12-14-2004, 10:57 AM #127Funky but chic
- Join Date
- Sep 2001
- Left Field
If Brett's point was that you should not blindly follow someone because they have been labeled an "expert", but instead you should make your own decisions regarding your personal safety, then I think that's fair, and it applies in Utah just as much as B.C. or anywhere else. I'm not going to ski something that an expert has labeled "safe" if it still freaks me out, experts die too.
12-14-2004, 11:43 AM #128
Bump & hopefully wra decides to keep contributing despite Brett's aggressiveness.Balls Deep in the 'Ho
12-14-2004, 12:24 PM #129Registered User
- Join Date
- May 2004
- Continental Suite
you guys. don't get it. brett wants. to be your leader. despite the fact. he has no credentials. and questionable experience. he wants. to be your leader. his contentious arguementation. however. with people light years. ahead of him. in experience. knowledge. and education. should not be questioned. because he wants to be your leader. as summit plays nero's fiddle. he wants to be your hero.
12-14-2004, 12:41 PM #130
I said earlier that I would not ski that slope (original picture) because I would view that too risky. I would make MY OWN decision based on MY OWN priorities, MY OWN knowledge, and MY OWN experiances. Sounds like wra would make a different decision based on these same criteria. I respect his perspective, priorites, knowledge, and experiance.

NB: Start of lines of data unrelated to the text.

PR #2093, opened 2026-09-08
Fix hull failure with collinear circle centres

kimstik:
`Sketch.hull()` fails on three equal circles with collinear centres:

```python
s = cq.Sketch()
for x in (0.0, 8.0, 16.0):
    s = s.arc((x, 0.0), 2.5, 0.0, 360.0)
s.hull()   # StdFail_NotDone: BRep_API: command not done
```

The tangent line between the outer two circles also touches the middle one, so it
enters the hull spanning zero degrees. `finalize_hull()` then builds a full circle
instead of a zero-length arc and the wire cannot close.

It only fails about two runs in three: `convert_and_validate()` returns
`list(set(arcs))` and `Arc` is unhashable, so the traversal order follows `id()`.
Hence the repeats in the test.

Same guard as in #1344, which has been open since June 2023 and bundles three
other changes. This is just that guard, plus a test - happy to close it if #1344
is revived instead.

### DIFF
--- a/cadquery/hull.py
+++ b/cadquery/hull.py
@@ -18,6 +18,9 @@ Points = List["Point"]
 Entity = Union["Arc", "Point"]
 Hull = List[Union["Arc", "Point", "Segment"]]
 
+# minimum arc span; below this makeCircle would return a full circle
+TOL = 1e-9
+
 
 class Point:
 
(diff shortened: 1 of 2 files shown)


adam-urbanczyk:
I suppose adding `__hash__` and  `__eq__` to `Arc` would make the test reproducible. Would you be up to it?

kimstik:
> I suppose adding `__hash__` and `__eq__` to `Arc` would make the test reproducible. Would you be up to it?

 Absolutely, I was aiming for a minimal, clean, non-intrusive patch. `__hash__` and `__eq__` are of course cleaner.

kimstik:
btw, the type check in `__eq__` isn't cosmetic: without it arc == None raises instead of returning False.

We all view risk differently and we all have different degrees of experiance.
12-14-2004, 12:50 PM #131Telemark Tech System
Originally Posted by Xover
- Join Date
- Jan 2004
Last season I had an experience that really highlighted the change in strength of a snowpack over just one day. On a Sunday afternoon following a 2' dump I decided to do a tour on our backyard SL suburban hill, Burnt Knob.
During the day my partner and I triggered 6 soft slides and 1 hard slab on our final run. All you had to do was barely touch the snow to get a fast & long running slough to trigger. The first one (3rd form looker's right in the photo, notice it starts beneath a rock outcropping) happened while breaking trail, it ran the full length of the run about 10' in front of the lead breaker. We proceeded to do a run (sloughs can be manageable) with the same sloughs triggering for each of us and for Eric's dog (kind of neat getting blasted from behind by a snow pillow). On the 2nd lap Eric triggered the slab (far lookers left in the photo, visible next to the tree line on top of the shoulder) after he was already half way down the slope. It broke above him, fortunately the slide split in two as it raced down the shoulder, breaking to the right and to the left of Eric. I skied the line next to the runout as it was the safest line down.

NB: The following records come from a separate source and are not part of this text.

PR #97201, opened 2026-08-28
fix(kanban): reset tasks.started_at on every claim

sabastian-veroscale:
**Problem**

When a card is re-claimed (crash, stale claim, manual reclaim, review loop), `tasks.started_at` was NOT reset: `claim_task` and `claim_review_task` both used `COALESCE(started_at, ?)` on the claim UPDATE, so the column kept the original first-claim's timestamp.

Age-based consumers then measured **elapsed-since-first-claim** instead of the current worker's age:
- `task_age()` → `started_age_seconds` → the kanban dashboard's "age" field (plugins/kanban/dashboard/plugin_api.py)
- `detect_crashed_workers`' launch-window grace check (reads `tasks.started_at` directly) — a freshly spawned retry worker inherited a stale `started_at` from a previous claim, so the crash-grace window was already expired and the new worker could be flagged "pid not alive" before its PID was visible (spawn-race false positives).

**Fix**

Always overwrite `started_at` with the current claim's start time in both `claim_task` and `claim_review_task`. The field now tracks the ACTIVE worker's age. Per-attempt timing remains authoritative in `task_runs.started_at` — `enforce_max_runtime` / `detect_stale_running` already read `COALESCE(r.started_at, t.started_at)` and were correct.

**Tests**

- `test_reclaim_resets_started_at` — claim, release to ready, re-claim; asserts the second `started_at` is within seconds of the second claim and `task_age` reports ~0s.
- `test_reclaim_resets_started_at_review_loop` — review → changes → rework → re-review; asserts reviewer claim resets `started_at`.

Both fail on the old code (verified by reverting the fix locally and rerunning) and pass with it. Full kanban suites: 166 passed, 1 skipped.

### DIFF
--- a/hermes_cli/kanban_db.py
+++ b/hermes_cli/kanban_db.py
@@ -4636,6 +4636,13 @@ def claim_task(
 
     Returns the claimed ``Task`` on success, ``None`` if the task was
     already claimed (or is not in ``ready`` status).
+
+    ``tasks.started_at`` is always overwritten with the current claim's
+    start time, so a re-claimed card (crash, stale claim, manual
+    reclaim) reflects the NEW worker's age rather than
+    elapsed-since-first-claim. Per-attempt timing lives in the
+    ``task_runs`` row; ``tasks.started_at`` is the active worker's
+    clock.
     """
     now = int(time.time())
     lock = claimer or _claimer_id()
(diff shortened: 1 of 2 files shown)


Enough1122:

**Overall:** Correct claim-age fix so re-claimed kanban cards show new worker's age, not first-claim age.

**What it does**
- `hermes_cli/kanban_db.py:claim_task` now overwrites `tasks.started_at` with current claim time on every successful claim (`SET started_at = ?`) instead of `COALESCE(started_at, ?)` which preserved first claim's timestamp across re-claims (crash, stale, manual reclaim).
- Comment notes per-attempt timing lives in `task_runs` row; `tasks.started_at` is the active worker's age (used by `task_age`/dashboard).
- `tests/hermes_cli/test_kanban_db.py` adds re-claim age cases and `test_stale_claim_reclaim_event_records_diagnostic_payload`.

**Non-blocking notes**
- Overwrite semantics mean `started_at` no longer reflects "time since task first became ready" — dashboard "age" will reset on reclaim; if UI needs both "first ready age" and "current worker age", it already has `task_runs`; document which metric dashboard shows to avoid confusion.
- Stale-claim reclaim event now records diagnostic payload — ensure event doesn't log PII from `assignee`/`claim` metadata.

Good fix for elapsed-since-first-claim drift.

The next morning I returned w/Shredgar to do some investigation. We proceeded to the headwall to inspect the starting zone.
It was ~ 1.5'-2' deep and on a 37 deg. slope angle (bullseye for starting slides). The sloughs/slides all ran the full length of the slope, approx. 1000' of vert. After taking measurements Shredgar tried to get a block to go by jumping on it repeatedly.
After he failed to get it to move I jumped on and tried my hand. I figured since everything was so sensitive just the prior afternoon, I should easiy be able to get it to move. I presumed Edgar just wasn't jumping hard enough. I jumped on the partially cracked block numerous times, frustratingly the thing never budged even an inch. We proceeded to do a couple of laps w/ no incidence, skiing steeper lines than I had just the day before. As such I learned firsthand how a strong a settled slab can be due to just 2 things. 1) we had already triggered a slab the day before releasing most of the stored energy and 2) In the right conditions snow settles out very quickly (conversely the wrong conditions, i.e. buried surface hoar on cold days; can take a longer time to settle out). Hope this helps, it may only be a piece to the puzzle but each lil' piece helps to build one's decision making skills in the BC.
12-14-2004, 01:12 PM #132
Interesting...Last Friday, the Patrol Director at Alta was discussing the snowpack (especially as related to their holding off on the Catherine's area) and mentioned that simply "letting the snowpack sleep a bit" could do wonders for the stability. Intuitively, this makes sense."When restraint and courtesy are added to strength, the latter becomes irresistible."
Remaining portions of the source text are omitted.